Deleting specific elements and children from an entire xml file



  • I have a problem slightly more complex than a recent help request entitle “Deleting specific string from entire xml file”.
    I have a large xml file like “Original.gpx” below and I wish to use XML tools plugin (XSL Transformation) to generate something like “Result.gpx” also below…

    Original.gpx is …
    <?xml version=‘1.0’ encoding=‘UTF-8’ standalone=‘yes’ ?>
    <gpx version=“1.1” creator=“OsmAnd+” xmlns=“http://www.topografix.com/GPX/1/1” >
    <trk>
    <trkseg>
    <trkpt lat=“45.4652056” lon="-73.6961991">
    <ele>27.57</ele>
    <time>2017-05-27T21:13:09Z</time>
    <hdop>4.0</hdop>
    <extensions>
    <speed>24.5</speed>
    </extensions>
    </trkpt>
    <trkpt lat=“45.4643226” lon="-73.6958728">
    <ele>30.57</ele>
    <time>2017-05-27T21:13:12Z</time>
    <hdop>3.0</hdop>
    <extensions>
    <speed>25.25</speed>
    </extensions>
    </trkpt>
    </trkseg>
    </trk>
    </gpx>

    Result.gpx is…
    <?xml version=‘1.0’ encoding=‘UTF-8’ standalone=‘yes’ ?>
    <gpx version=“1.1” creator=“OsmAnd+” xmlns=“http://www.topografix.com/GPX/1/1” >
    <trk>
    <trkseg>
    <trkpt lat=“45.4652056” lon="-73.6961991">
    <ele>27.57</ele>
    <time>2017-05-27T21:13:09Z</time>
    <hdop>4.0</hdop>
    </trkpt>
    <trkpt lat=“45.4643226” lon="-73.6958728">
    <ele>30.57</ele>
    <time>2017-05-27T21:13:12Z</time>
    <hdop>3.0</hdop>
    </trkpt>
    </trkseg>
    </trk>
    </gpx>

    I summary I want to remove the element <extensions></extensions>, including its children (<speed></speed> or others). I used the XSL file below to transform it but did not have any success. Actually the transformation does not change anything to the file :-(

    Transform.xsl file is…
    <xsl:stylesheet version=“1.0” xmlns:xsl=“http://www.w3.org/1999/XSL/Transform”>
    <xsl:template match="@|node()">
    xsl:copy
    <xsl:apply-templates select="@
    |node()"/>
    </xsl:copy>
    </xsl:template>
    <xsl:template match=“extension”/>
    </xsl:stylesheet>

    Any idea on what is wrong with it?



  • Hello, @daniel-bégin,

    You’re wrong, daniel :-)) Not more difficult., indeed !

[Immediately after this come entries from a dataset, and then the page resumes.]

Issue #6090, opened 2025-01-16
Can dispense in fractions even though dispensing is in units of 1


roxy-dao:
## What went wrong? 😲
I can dispense in fractions even if the tablets are in units of 1.

## Expected behaviour 🤔
Shouldn't be able to dispense in fractions if the unit is 1!

## How to Reproduce 🔨

Steps to reproduce the behaviour:

1. Create a prescription
2. Add an item
3. Enter a fractional number
4. Save

## Your environment 🌱

- Open mSupply Version:
- Legacy mSupply Central Server Version: v2.5.0-RC3

- Platform:

- Database type:

CarlosNZ:
Closing -- leaving as allowing fractional input for now, after confirmation from. @andreievg

Issue #6078, opened 2025-01-15
Prescriptions add item keeps refocusing on first accordion


roxy-dao:
## What went wrong? 😲
The screen keeps going back to the first opened accordion

https://github.com/user-attachments/assets/0872c922-1d00-4acd-8d1c-7692e759ad68

## Expected behaviour 🤔
Shouldn't jump around the place

## How to Reproduce 🔨

Steps to reproduce the behaviour:

1. Add new item to prescription
2. Go through inputs
3. See screen keeps scrolling back up

## Your environment 🌱

- Open mSupply Version: V2.5.0-RC3
- Legacy mSupply Central Server Version:

- Platform: Android

- Database type:

roxy-dao:
Setting as high. Makes dispensing very annoying to use since it keeps focusing back on the first accordion and you have to keep scrolling back down with every new input entered

CarlosNZ:
Closed by #6127

AnushaUp:
Tested and Passed✅

Issue #6061, opened 2025-01-15
'Line Already Exists' error when changing the quantity dispensing for the first time in a prescription


marthakeezy:
## What went wrong? 😲

Seeing this 'Line Already Exists' error when updating the quantity for an item that's being issued in a prescription. But only for the first time! - any further changes are saved as per normal with no errors.

Video attached ->>> [here](https://drive.google.com/drive/folders/17u87zwn6kHffeH2rMdK6Q5XKGZDZ8wTc)

## Expected behaviour 🤔

No error

## How to Reproduce 🔨

Steps to reproduce the behaviour:

1. Go to Dispensing -> Prescriptions
2. Create a new prescription -> add an item
3. Issue quantity -> Save
4. Change the quantity issued -> save again
5. See error

## Your environment 🌱

- Open mSupply Version: V2.5.0-RC3
- Legacy mSupply Central Server Version: V7.18.00

- Platform: Google Chrome (browser for Mac)

- Database type: PostgreSQL

andreievg:
Hotfix

CarlosNZ:
Close by #6104

AnushaUp:
Moving to done as it can't be recreated in latest build✅

Issue #6059, opened 2025-01-15
Prescriptions: Unit Quantity calculation is wrong if the item's Pack Size is higher than 1


marthakeezy:
## What went wrong? 😲

The title is just my assumption - I am not actually sure where the calculation is wrong, but I think if the Pack Size is higher than 1, then the unit quantity for the item is wrong

<img width="862" alt="Screenshot 2025-01-15 at 2 13 57 PM" src="https://github.com/user-attachments/assets/81156b9d-b6e8-450d-a85d-58c670fa4843" />

## Expected behaviour 🤔

Unit Quantity should be calculated correctly, e.g. 10 for the example above

## How to Reproduce 🔨

Steps to reproduce the behaviour:

1. Have an item that has Pack Size > 1 (either create a new one or modify an existing one)
2. Go to Dispensary -> Prescriptions and create a new prescription
3. Add the item to it
4. Add a few other batches so you are able to expand the prescription
5. See for the batch that has a higher Pack Size, the Unit Quantity is off

## Your environment 🌱

- Open mSupply Version: V2.5.0-RC3
- Legacy mSupply Central Server Version: V7.18.00

- Platform: Google Chrome (browser for Mac)

- Database type: PostgreSQL

andreievg:
Putting as hotfix in 2.5, we need to be correct with simple calculations

CarlosNZ:
Closed by #6104

PR #6104, opened 2025-01-16
#6083 #6090 #6061 #6059 Prescription hotfixes x4

### LINKED ISSUE #6083: Can still edit details of a verified Prescriptions
## What went wrong? 😲

Verified a prescription but the input is still enabled, thus can change issue and directions. Also even if you don't edit this, and navigate away, the "unsaved changes" modal pops up

Screenshot_20250116_113221_Open mSupply

## Expected behaviour 🤔
Shouldn't be able to edit details of a finalised prescription.

## How to Reproduce 🔨

1. Create a prescription
2. Add an item
3. Verify prescription
4. Go back to the edit page
5. See that input is still enabled

## Your environment 🌱

- Open mSupply Version: v2.5.0-RC3
- Legacy mSupply Central Server Version: Android

- Platform:

- Database type:

CarlosNZ:
Fixes #6083 #6090 #6061 #6059

(There's one more dispensing hotfix (#6078), but that'll require a bit more thinking about, so will do separately.)

# 👩🏻‍💻 What does this PR do?

Four small fixes for the above issues.

I've done each in a different commit, so you can review them individually if you like:

#6083 e249b567c5
#6090 d6767fb83d
#6061 9b825cdb5a
#6059 3953898422

I've also mentioned the issue # in my review comments below.

See review comments for more details

# 🧪 Testing

These are all really tiny, so please just refer to the original issues and confirm behaviour is fixed when doing the "How to reproduce" steps.

### DIFF
--- a/client/packages/invoices/src/Prescriptions/LineEditView/LineEditView.tsx
+++ b/client/packages/invoices/src/Prescriptions/LineEditView/LineEditView.tsx
@@ -138,6 +138,7 @@ export const PrescriptionLineEditView = () => {
       );
     }
     setIsDirty(false);
+    setAllDraftLines({});
   };
 
   if (isLoading || !itemId) return <BasicSpinner />;
--- a/client/packages/invoices/src/Prescriptions/LineEditView/hooks/usePrescriptionLineEditRows.ts
+++ b/client/packages/invoices/src/Prescriptions/LineEditView/hooks/usePrescriptionLineEditRows.ts
@@ -3,7 +3,11 @@ import { useTableStore, SortUtils } from '@openmsupply-client/common';
 import { isA } from '../../../utils';
 import { DraftStockOutLine } from '../../../types';
 
-export const usePrescriptionLineEditRows = (rows: DraftStockOutLine[]) => {
+export const usePrescriptionLineEditRows = (
+  rows: DraftStockOutLine[],
+  isDisabled: boolean
+) => {
+  console.log('rows', rows);
   const tableStore = useTableStore();
 
   const isOnHold = (row: DraftStockOutLine) =>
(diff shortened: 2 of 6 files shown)


client/packages/invoices/src/Prescriptions/LineEditView/LineEditView.tsx
```diff
@@ -138,6 +138,7 @@ export const PrescriptionLineEditView = () => {
       );
     }
     setIsDirty(false);
+    setAllDraftLines({});
```
CarlosNZ, line 141: Fix for #6061. Problem was the item ended up in the `allDraftLines` array twice -- once indexed by `"new"` and once indexed by its ID. Best to just start with a fresh object after a save (same as when you first load the page).

client/packages/invoices/src/Prescriptions/LineEditView/hooks/usePrescriptionLineEditRows.ts
```diff
@@ -54,8 +57,9 @@ export const usePrescriptionLineEditRows = (rows: DraftStockOutLine[]) => {
   }, [allocatableRows, wrongPackSizeRows, onHoldRows, noStockRows]);
 
   const disabledRows = useMemo(() => {
+    if (isDisabled) return orderedRows;
```
CarlosNZ, line 60: Fix for #6083

If the prescription is verified, it is `disabled`, so we make sure *all* rows are disabled.

Unfortunately adds another prop that must be passed down through about 3 levels 🙄

client/packages/invoices/src/StockOut/utils.tsx
```diff
@@ -406,8 +406,9 @@ export const UnitQuantityCell = (props: CellProps<DraftStockOutLine>) => (
       (props.rowData.stockLine?.packSize ?? 1)
     }
     id={getPackQuantityCellId(props.rowData.stockLine?.batch)}
-    decimalLimit={2}
     min={0}
+    // We're not allowing non-integer values (decimalLimit=0), as you can only
+    // issue whole units
```
CarlosNZ, line 411: Fix for #6090. Remove `decimalLimit` prop which forces an integer.

roxy-dao: idk if we want to fix this one because of the use case I mentioned in issue 🤔 maybe revert this change and just close the bug? 🤔

roxy-dao (approved):
Awesome~ Thanks Carl

Issue #5973, opened 2025-01-09
Standardise "LineEditView" behaviour and UI


CarlosNZ:
** Updated **
Mark's summary of the various discussions we've had on this. Putting in here at the top for clarity

* ‘Add item’ button should be top right for consistency with other screens
* The left hand menu component for ‘New item’ only shows when you are adding an item and this isn’t a button it’s a placeholder
* ‘Previous’ button is removed
* ‘Next item’ button is at the bottom right of the edit form
* ‘Next item’ text and behaviour changes to ‘Add item’ if the current item is the last one in the list
* If editing, records are auto-saved
* If adding, records are auto-saved when the last input loses focus or the ’Next item’ button is clicked
* Only create a new record once data has been entered (as per #6890) 
* There is an `OK` button in the footer which closes the edit and returns to the detail view
* The text ‘auto-saved at [time]’ is shown in the footer
* There is a header on the left (item) list stating ‘[action] [number] items’
* The condition for the green tick should be specified by the calling component as this differs between usages
* There is a delete icon button beside the item

Left hand header:
* Dispensing 5 products (dispensary)
* Ordering 5 products (internal orders)
* Supplying 5 products (requisitions)
* Returning 5 products (customer returns)

Related issues:
* Also Re-usable Page Line Edit Layout component #5766
* Adjust the loading indicator a bit higher while entering items #6400
* New internal order input should capture "Next" press rather than dismissing keyboard #6116

### Additional screenshots and notes from @mariyamsupply:

<img width="1024" alt="Image" src="https://github.com/user-attachments/assets/8fb32b8e-9771-4754-8705-e6939de927b4" />
<img width="1024" alt="Image" src="https://github.com/user-attachments/assets/fbe5b83d-8cd6-4a93-a5d0-9e6cb587800f" />

**Check styling please:**
- min font size - 14pt 
- reduce header height, make it white, remove grey line and shadow
- add shadow to the sticky footer
- default directions droppdown styling match inputs (shorter length, plus match the border)

---------------- original issue description -----------------

Follow-on issue from #5959 (see discussion on that PR).

With the new "LineEditView", with the associated "List" sidebar on the left, we need to establish a consistent UI pattern as it's currently implemented slightly differently for Prescriptions and Internal Orders.

![Screenshot 2025-01-09 at 5 04 33 PM](https://github.com/user-attachments/assets/97db39cf-3c48-4a43-a8a1-6f129746e7b7)

[...]

PR #6127, opened 2025-01-16
#6078 Prevent unnecessary scrolling

### LINKED ISSUE #6078: Prescriptions add item keeps refocusing on first accordion

CarlosNZ:
Fixes #6078

# 👩🏻‍💻 What does this PR do?

Turns out the `ref` definition in `<ListOptions>` was calling `scrollIntoView` on every re-render, which was pulling the whole page up.

I've changed it to define the ref in a parent component, and passed it down to the ListOptions, and also defined a `scrollIntoView` method which calls `scrollIntoView()` on that ref from the Nav Bars (Prev/Next buttons).

Also, this problem was affecting *all* `<ListOptions>` implementations, so have made the same fix (in addition to Prescriptions) for:
- Requisitions
- Internal Orders
- Indicators for both of the above

There's a lot of duplicate code, plus the different implementations of the Navigation bars are inconsistent, so hopefully can consolidate this a bit better with #5973 .

# 🧪 Testing

Go to a prescription "Line Edit View" with a decent number of items, and make your browser window small enough to require a scroll bar on the list of items, like this:
Screenshot 2025-01-17 at 12 40 52 PM

Then, scroll down so the selected item is no longer visible:
Screenshot 2025-01-17 at 12 41 01 PM

- [ ] Then, click the "Next" button and the next item should smoothly scroll back into view :)
- [ ] Try out different variations with the "Previous" button, etc.
- [ ] Do similar for the Requisition line edit views
- [ ] Please also test the "How to reproduce" from the original issue (#6078) to confirm the unwanted scrolling is no longer a problem,

### DIFF
--- a/client/packages/common/src/ui/components/navigation/ListOptions/ListOptions.tsx
+++ b/client/packages/common/src/ui/components/navigation/ListOptions/ListOptions.tsx
@@ -21,7 +21,7 @@ interface ListProps {
   options: ListOptionValues[];
   currentId?: string;
   enteredLineIds?: string[];
-  scrollRef?: React.MutableRefObject<HTMLLIElement | null>;
+  scrollRef: React.MutableRefObject<HTMLLIElement | null>;
 }
 
 export const ListOptions = ({
--- a/client/packages/common/src/ui/components/navigation/ListOptions/ListOptions.tsx
+++ b/client/packages/common/src/ui/components/navigation/ListOptions/ListOptions.tsx
@@ -21,6 +21,7 @@ interface ListProps {
   options: ListOptionValues[];
   currentId?: string;
   enteredLineIds?: string[];
+  scrollRef?: React.MutableRefObject<HTMLLIElement | null>;
 }
 
 export const ListOptions = ({
@@ -28,6 +29,7 @@ export const ListOptions = ({
   options,
   currentId,
   enteredLineIds,
+  scrollRef,
 }: ListProps) => {
   const { height } = useWindowDimensions();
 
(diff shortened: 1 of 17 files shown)


client/packages/common/src/ui/components/navigation/ListOptions/ListOptions.tsx
```diff
@@ -64,12 +66,7 @@ export const ListOptions = ({
           <ListItem
             sx={{ padding: '5px 0px', cursor: 'pointer' }}
             onClick={() => onClick(option.id)}
-            ref={
-              option.id === currentId
-                ? l =>
-                    l?.scrollIntoView({ behavior: 'smooth', block: 'center' })
-                : null
-            }
+            ref={option.id === currentId ? scrollRef : null}
```
CarlosNZ, line 69: The `scrollRef` gets applied to the element containing the current selection, which changes. I've had to add a small time delay to the `scrollIntoView` method to ensure that the ref has been applied to the *new* selection before scrolling to it. Without that, it scrolls to the previously select (so it's off by one) as it starts scrolling before the re-render has changed the ref assignment.

I don't love it, but it seems the most straightforward for this particular situation.

jmbrunskill:
@CarlosNZ I'm building an APK to give this a test on tablet...

CarlosNZ:
> I'm interested to know what the desired behaviour is, and why the scroll inter view is needed. Are we trying to focus the item selector when changing pages?

I think it was just so when you have a long list of items, we can make sure the currently selected item is *always* in view. Without it, you can keep clicking "Next" until the selected item is outside the visible area, which is not that nice.

roxy-dao:
> > I'm interested to know what the desired behaviour is, and why the scroll inter view is needed. Are we trying to focus the item selector when changing pages?
> 
> I think it was just so when you have a long list of items, we can make sure the currently selected item is _always_ in view. Without it, you can keep clicking "Next" until the selected item is outside the visible area, which is not that nice.

Yes! This was why (: but I can have a quick whirl if you want @jmbrunskill

roxy-dao (approved):
LGTM~ Thanks Carl (:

    Just use this search regex (?s-i)<extensions>.+?</extensions>\R, with the Regular expression option checked and an empty replacement zone ! and click on the Replace All button


    Notes :

    What this regex means ?. Well :

    • At beginning, the modifier -i forces the search to be NON insensitive ( => search of the word extensions, with that exact case ) and the modifier s means that special dot . characters match, absolutely, any character ( Standard AND EOL characters )

    • The parts <extensions> and /<extensions>, simply, match the literal strings <extensions> and </extensions>

    • The regex part .+?, located between, matches the shortest non-empty range of any characters, between the strings <extensions> and </extensions>

    • Finally, the \R syntax, among other characters, matches the EOL character(s) ( Windows \r\n, or Unix \r ), located after the string /<extensions>

    • As the replacement part is empty, all complete lines, between the strings <extensions> and </extensions>, included, are deleted

    Cheers,

    guy038

    P.S. :

    Just notice that the slightly different regex (?s-i)<extensions>.+</extensions>\R, without the exclamation mark, would select the longest range of characters between two strings <extensions> and </extensions>.

    So, this range would start at the first string <extensions> of your file and end at the last string </extensions> of your file !



  • Thank guy038, Clever! I’ll use it :-)

    However, (in case I have a really more complex manipulation to do!-), is it possible to do the above using XSL transformation from the XML Tools plugin?